→ PROVIDED DATA

--------

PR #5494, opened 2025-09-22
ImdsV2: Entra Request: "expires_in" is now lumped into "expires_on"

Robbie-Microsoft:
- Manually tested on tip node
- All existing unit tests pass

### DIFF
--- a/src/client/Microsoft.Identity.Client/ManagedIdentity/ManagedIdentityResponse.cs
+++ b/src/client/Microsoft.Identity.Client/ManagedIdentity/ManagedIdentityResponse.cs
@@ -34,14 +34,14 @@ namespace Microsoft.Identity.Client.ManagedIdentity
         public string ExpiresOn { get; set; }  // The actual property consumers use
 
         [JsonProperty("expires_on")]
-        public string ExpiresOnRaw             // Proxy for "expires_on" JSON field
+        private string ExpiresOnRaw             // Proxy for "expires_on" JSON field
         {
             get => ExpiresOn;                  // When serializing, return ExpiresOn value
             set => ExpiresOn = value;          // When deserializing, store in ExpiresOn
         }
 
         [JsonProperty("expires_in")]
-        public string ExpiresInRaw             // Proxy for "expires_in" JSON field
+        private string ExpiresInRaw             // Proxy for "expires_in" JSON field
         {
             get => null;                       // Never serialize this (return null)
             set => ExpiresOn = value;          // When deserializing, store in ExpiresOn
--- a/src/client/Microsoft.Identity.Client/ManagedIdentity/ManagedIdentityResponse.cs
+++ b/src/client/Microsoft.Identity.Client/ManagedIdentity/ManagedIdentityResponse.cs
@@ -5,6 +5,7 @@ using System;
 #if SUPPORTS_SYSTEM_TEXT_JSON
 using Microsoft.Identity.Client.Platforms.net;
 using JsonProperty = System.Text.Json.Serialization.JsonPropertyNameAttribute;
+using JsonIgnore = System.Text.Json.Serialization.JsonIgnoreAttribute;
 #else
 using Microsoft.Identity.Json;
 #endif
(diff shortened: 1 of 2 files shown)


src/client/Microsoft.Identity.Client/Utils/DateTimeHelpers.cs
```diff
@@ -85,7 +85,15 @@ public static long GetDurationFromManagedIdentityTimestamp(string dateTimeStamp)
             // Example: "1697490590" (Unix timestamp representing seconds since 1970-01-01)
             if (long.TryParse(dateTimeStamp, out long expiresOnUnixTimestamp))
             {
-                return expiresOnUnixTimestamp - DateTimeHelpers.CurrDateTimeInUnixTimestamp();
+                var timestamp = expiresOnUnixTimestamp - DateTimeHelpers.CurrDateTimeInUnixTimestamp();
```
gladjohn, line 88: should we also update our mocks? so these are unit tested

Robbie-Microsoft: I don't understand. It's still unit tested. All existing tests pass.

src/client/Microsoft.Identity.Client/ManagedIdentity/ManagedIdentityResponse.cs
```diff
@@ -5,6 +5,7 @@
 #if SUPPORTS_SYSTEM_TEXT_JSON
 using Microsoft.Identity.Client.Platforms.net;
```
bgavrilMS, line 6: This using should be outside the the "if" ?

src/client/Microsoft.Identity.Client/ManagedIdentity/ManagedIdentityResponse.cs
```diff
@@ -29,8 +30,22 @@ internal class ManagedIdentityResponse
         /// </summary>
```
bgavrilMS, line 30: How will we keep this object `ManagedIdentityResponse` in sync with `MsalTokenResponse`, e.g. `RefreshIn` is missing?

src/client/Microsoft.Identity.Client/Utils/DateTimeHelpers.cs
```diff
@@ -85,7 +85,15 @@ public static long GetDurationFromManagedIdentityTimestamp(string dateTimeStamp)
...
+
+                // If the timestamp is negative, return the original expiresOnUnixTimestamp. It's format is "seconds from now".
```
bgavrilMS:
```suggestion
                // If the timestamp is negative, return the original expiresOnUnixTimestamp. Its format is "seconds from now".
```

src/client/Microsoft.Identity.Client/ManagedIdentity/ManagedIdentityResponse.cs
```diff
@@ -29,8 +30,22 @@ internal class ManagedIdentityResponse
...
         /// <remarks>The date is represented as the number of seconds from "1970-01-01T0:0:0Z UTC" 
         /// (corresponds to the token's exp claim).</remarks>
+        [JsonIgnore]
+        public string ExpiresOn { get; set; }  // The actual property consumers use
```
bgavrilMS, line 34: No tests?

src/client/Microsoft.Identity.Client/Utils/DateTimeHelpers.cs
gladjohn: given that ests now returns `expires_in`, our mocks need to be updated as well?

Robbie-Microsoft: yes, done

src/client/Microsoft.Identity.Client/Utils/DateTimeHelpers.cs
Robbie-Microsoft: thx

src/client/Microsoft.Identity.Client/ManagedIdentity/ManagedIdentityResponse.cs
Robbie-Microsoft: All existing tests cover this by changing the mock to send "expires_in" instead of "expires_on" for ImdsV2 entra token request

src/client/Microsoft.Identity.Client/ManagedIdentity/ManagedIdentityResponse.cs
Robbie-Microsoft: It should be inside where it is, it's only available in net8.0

--------

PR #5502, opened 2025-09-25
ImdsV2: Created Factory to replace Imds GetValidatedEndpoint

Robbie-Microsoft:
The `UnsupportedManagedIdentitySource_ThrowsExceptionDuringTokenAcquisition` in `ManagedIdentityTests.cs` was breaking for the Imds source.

--------

→ TASK DETAILS
In the listing above, start at the line with "ImdsV2: Created Factory", go on through the line with "the Imds source.", and copy each of those lines exactly; leave out all the rest.

→ PROBLEM SOLUTION
ImdsV2: Created Factory to replace Imds GetValidatedEndpoint

Robbie-Microsoft:
The `UnsupportedManagedIdentitySource_ThrowsExceptionDuringTokenAcquisition` in `ManagedIdentityTests.cs` was breaking for the Imds source.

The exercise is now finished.